__YOUR TASK__: Every line below that has the string "quoting" needs to be copied.

┌─ EXTRACTED RECORDS

PR #244, opened 2017-03-02
Modernising docker-compose configuration

rawkode:
Signed-off-by: David McKay <david@rawkode.com>

### DIFF
--- a/docker-compose.yml
+++ b/docker-compose.yml
@@ -2,43 +2,43 @@ version: '2.1'
 
 volumes:
   db_data:
-    driver: "local"
+    driver: 'local'
 
 services:
   db:
-    image: "mysql:5.7"
+    image: 'mysql:5.7'
     environment:
-      MYSQL_DATABASE: "api_platform"
-      MYSQL_USER: "api_platform"
-      MYSQL_PASSWORD: "api_platform"
-      MYSQL_RANDOM_ROOT_PASSWORD: "true"
+      MYSQL_DATABASE: 'api_platform'
+      MYSQL_USER: 'api_platform'
+      MYSQL_PASSWORD: 'api_platform'
+      MYSQL_RANDOM_ROOT_PASSWORD: 'true'
     volumes:
-      - "db_data:/var/lib/mysql"
+      - 'db_data:/var/lib/mysql'
     healthcheck:
-      test: ["CMD-SHELL", "mysql --user=api_platform --password=api_platform -e 'SHOW TABLES' api_platform"]
-      interval: "5s"
-      timeout: "1s"
+      test: ['CMD-SHELL', 'mysql --user=api_platform --password=api_platform -e "SHOW TABLES" api_platform']
+      interval: '5s'
+      timeout: '1s'
       retries: 10
 
   php:
-    build: "."
+    build: '.'
     depends_on:
       db:
-        condition: "service_healthy"
+        condition: 'service_healthy'
     environment:
-      SYMFONY_ENV: "dev"
+      SYMFONY_ENV: 'dev'
     volumes:
-      - "./:/srv/api-platform"
+      - './:/srv/api-platform'
 
   nginx:
-    image: "nginx:1.11-alpine"
+    image: 'nginx:1.11-alpine'
     depends_on:
       php:
-        condition: "service_started"
+        condition: 'service_started'
     ports:
-      - "80:80"
+      - '80:80'
     volumes_from:
       - php
     volumes:
-      - "./docker/nginx/conf.d:/etc/nginx/conf.d:ro"
+      - './docker/nginx/conf.d:/etc/nginx/conf.d:ro'
 
--- a/docker-compose.yml
+++ b/docker-compose.yml
@@ -1,38 +1,44 @@
-version: '2'
+version: '2.1'
+
+volumes:
+  db_data:
+    driver: "local"
 
 services:
   db:
+    image: "mysql:5.7"
     environment:
-      MYSQL_DATABASE: api_platform
-      MYSQL_PASSWORD: api_platform
-      MYSQL_ROOT_PASSWORD: changeme
-      MYSQL_USER: api_platform
-    image: mysql:5.7
+      MYSQL_DATABASE: "api_platform"
+      MYSQL_USER: "api_platform"
+      MYSQL_PASSWORD: "api_platform"
+      MYSQL_RANDOM_ROOT_PASSWORD: "true"
     volumes:
-      - db-data:/var/lib/mysql
-  nginx:
-    image: nginx:1.11-alpine
+      - "db_data:/var/lib/mysql"
+    healthcheck:
+      test: ["CMD-SHELL", "mysql --user=api_platform --password=api_platform -e 'SHOW TABLES' api_platform"]
+      interval: "5s"
+      timeout: "1s"
+      retries: 10
+
+  php:
+    build: "."
     depends_on:
-      - php
+      db:
+        condition: "service_healthy"
+    environment:
+      SYMFONY_ENV: "dev"
+    volumes:
+      - "./:/srv/api-platform"
+
+  nginx:
+    image: "nginx:1.11-alpine"
+    depends_on:
+      php:
+        condition: "service_started"
     ports:
       - "80:80"
+    volumes_from:
+      - php
     volumes:
-      - ./docker/nginx/conf.d:/etc/nginx/conf.d:ro
-      - ./web:/srv/api-platform/web
-  php:
-    build: .
-    depends_on:
-      - db
-    environment:
-      SYMFONY_ENV: dev
-    volumes:
-      - ./:/srv/api-platform
-      - ./var/cache:/srv/api-platform/var/cache
-      - ./var/logs:/srv/api-platform/var/logs
-      - ./var/sessions:/srv/api-platform/var/sessions
-      - ./var:/srv/api-platform/var
-      - ./vendor:/srv/api-platform/vendor
-      - ./web:/srv/api-platform/web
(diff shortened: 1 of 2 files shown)


rawkode:
I would have preferred that the `HEALTHCHECK` used the variables, `${MYSQL_USER}`, etc; but I believe this is a bug in the `docker daemon`.

We can update this if/when they approve my PR: https://github.com/docker/docker/pull/31491

rawkode:
Looks like Travis only supports up to docker-compose 1.8 :frowning:

teohhanhui:
You can download docker-compose yourself. :) I think that's mentioned in
the Travis documentation.

docker-compose.yml
```diff
@@ -1,38 +1,44 @@
-version: '2'
+version: '2.1'
+
+volumes:
+  db_data:
+    driver: "local"
```
dunglas: Can you use single quotes everywhere please?

rawkode:
Updated / Resolved, @dunglas @teohhanhui 

Thanks :+1:

dunglas:
Thanks @rawkode

docker-compose.yml
```diff
@@ -1,38 +1,44 @@
...
+      SYMFONY_ENV: 'dev'
     volumes:
-      - ./:/srv/api-platform
-      - ./var/cache:/srv/api-platform/var/cache
-      - ./var/logs:/srv/api-platform/var/logs
-      - ./var/sessions:/srv/api-platform/var/sessions
-      - ./var:/srv/api-platform/var
-      - ./vendor:/srv/api-platform/vendor
-      - ./web:/srv/api-platform/web
+      - './:/srv/api-platform'
```
Simperfit: why removing the volumes ?

rawkode: They were replaced by a single mount, rather than a bunch within the same directory

teohhanhui:
Did not approve this... I'd have asked for lots of changes. :disappointed:

dunglas:
Sorry I missed your review. We can still revert.

dunglas:
But your review doesn't appear.

rawkode:
What changes would you have asked for, @teohhanhui ?

docker-compose.yml
```diff
@@ -1,38 +1,44 @@
...
+      MYSQL_DATABASE: 'api_platform'
+      MYSQL_USER: 'api_platform'
+      MYSQL_PASSWORD: 'api_platform'
+      MYSQL_RANDOM_ROOT_PASSWORD: 'true'
     volumes:
-      - ./docker/nginx/conf.d:/etc/nginx/conf.d:ro
-      - ./web:/srv/api-platform/web
+      - 'db_data:/var/lib/mysql'
+    healthcheck:
+      test: ['CMD-SHELL', 'mysql --user=api_platform --password=api_platform -e "SHOW TABLES" api_platform']
```
teohhanhui: Please base this on https://github.com/docker-library/healthcheck/blob/master/mysql/docker-healthcheck

Also, the command(s) shouldn't be inlined in the Docker Compose file. :smile:

The other options (`interval`, `timeout`, `retries`) should be left to their defaults. Let the user customize those as they see fit.

docker-compose.yml
teohhanhui: Actually, the single volume mount only makes sense for development. Since we don't have separate distribution files for dev and prod, I prefer that we keep it as is to serve as guidance.

docker-compose.yml
```diff
@@ -1,38 +1,44 @@
...
+      timeout: '1s'
+      retries: 10
+
   php:
-    build: .
+    build: '.'
     depends_on:
-      - db
+      db:
+        condition: 'service_healthy'
```
teohhanhui: This is not supported in Docker Compose v3 file format, and thus should be avoided.

docker-compose.yml
```diff
@@ -1,38 +1,44 @@
...
+      - './:/srv/api-platform'
+
+  nginx:
+    image: 'nginx:1.11-alpine'
+    depends_on:
+      php:
+        condition: 'service_started'
+    ports:
+      - '80:80'
+    volumes_from:
```
teohhanhui: `volumes_from` is not supported in Docker Compose v3 file format, so it should not be used.

docker-compose.yml
```diff
@@ -1,38 +1,44 @@
...
-      - ./var:/srv/api-platform/var
-      - ./vendor:/srv/api-platform/vendor
-      - ./web:/srv/api-platform/web
+      - './:/srv/api-platform'
+
+  nginx:
+    image: 'nginx:1.11-alpine'
+    depends_on:
+      php:
+        condition: 'service_started'
```
teohhanhui: This is not supported in Docker Compose v3 file format, and thus should be avoided.

docker-compose.yml
```diff
@@ -1,38 +1,44 @@
-version: '2'
+version: '2.1'
+
+volumes:
```
rawkode: It is a norm in example, sure. But we should challenge this, why would we use a volume before it's defined? I think it's clearer to expose volumes up-front.

dunglas: As a general politic, we follow upstream conventions (for Symfony, Docker, Doctrine and so on). If it can be challenged, it should be in the upstream project.

docker-compose.yml
```diff
@@ -1,38 +1,44 @@
...
+  db_data:
```
rawkode: Because most editors (Vim, Atom and IntelliJ) don't highlight keys with dashes correctly

docker-compose.yml
```diff
@@ -1,38 +1,44 @@
...
+    driver: 'local'
```
rawkode: I like to be explicit, happy to change

dunglas: I like too, but @teohhanhui is right, in we try to make default configs as short as possible to not confuse the end user.

docker-compose.yml
```diff
@@ -1,38 +1,44 @@
...
 
 services:
   db:
+    image: 'mysql:5.7'
```
rawkode: If you want the keys sorted that way, sure. This isn't the norm though.

Over-quoting is to remove confusion from newcomers to YAML who don't understand how crazy the semantics are and don't understand why we'd have:

```yaml
key: "True"
key2: This is ok though
```

docker-compose.yml
rawkode: I was refraining from adding another file, but sure.

docker-compose.yml
rawkode: `v3` isn't stable yet. It's also for SwarmMode, and most people using this file will be using it for development. You shouldn't restrict yourself by adopting v3 at this point in time.

docker-compose.yml
rawkode: Single volume mount makes sense for development, which is what this file is intended for. See above for v3 remarks

docker-compose.yml
rawkode: See above

docker-compose.yml
rawkode: It's also worth pointing out, these healthchecks wouldn't actually work until my PR was merged and released, which I believe was only released yesterday. You should assume that everyone is still on an older release for a while.

https://github.com/docker/docker/pull/31491

docker-compose.yml
teohhanhui: > If you want the keys sorted that way, sure. This isn't the norm though.

Yeah, I don't think there's any norm when it comes to the ordering of keys, and in the absence of any order-sensitive items (are there any?), alphabetical order seems the most sensible. Previously the services are also sorted alphabetically by name, please follow that.

teohhanhui: > Over-quoting is to remove confusion from newcomers to YAML who don't understand how crazy the semantics are

I understand, but as @dunglas said we try to follow the conventions of official sources. The merits of YAML is out of scope of this discussion.

docker-compose.yml
teohhanhui: v3 has been stable for a while now. v3.2 is the latest (stable) file format. Whether we like Swarm Mode or not, that's a separate discussion that we do not need to be having here. By avoiding what's not supported in v3, we ensure forward compatibility.

docker-compose.yml
teohhanhui: It'd be great if the editors can have better support then... (That affects all YAML, right? So I'd think it's an important feature to support, considering the popularity of YAML.)

I prefer if we stick to conventions from official sources.

docker-compose.yml
teohhanhui: > why would we use a volume before it's defined?

`docker-compose up` (or `docker stack deploy`) takes care of the order of creation, so we really don't need to concern ourselves with that. I think the main argument for putting `services` on top is because it's the "main" top-level key. The other top-level keys (e.g. `volumes`, `networks`) define things used by the `services`.

rawkode:
I'll suggest you simply revert my changes. I was trying to help, I don't really want to waste time debating non-existent / undocumented standards within your project.

docker-compose.yml
teohhanhui: Hmm... That's weird because a similar healthcheck script utilizing environment variables has been working for me: https://github.com/docker-library/healthcheck/blob/master/postgres/docker-healthcheck

dunglas:
@rawkode your contribution is really appreciated, don't worry! We'll keep your PR, we may made some changes to keep in sync with our CS.

dunglas:
@teohhanhui would you mind making a follow up PR with your suggested changes?

docker-compose.yml
dunglas: I just tried, and at least IntelliJ handle dashes correctly.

└─

__WORKED SOLUTION__:
Over-quoting is to remove confusion from newcomers to YAML who don't understand how crazy the semantics are and don't understand why we'd have:
teohhanhui: > Over-quoting is to remove confusion from newcomers to YAML who don't understand how crazy the semantics are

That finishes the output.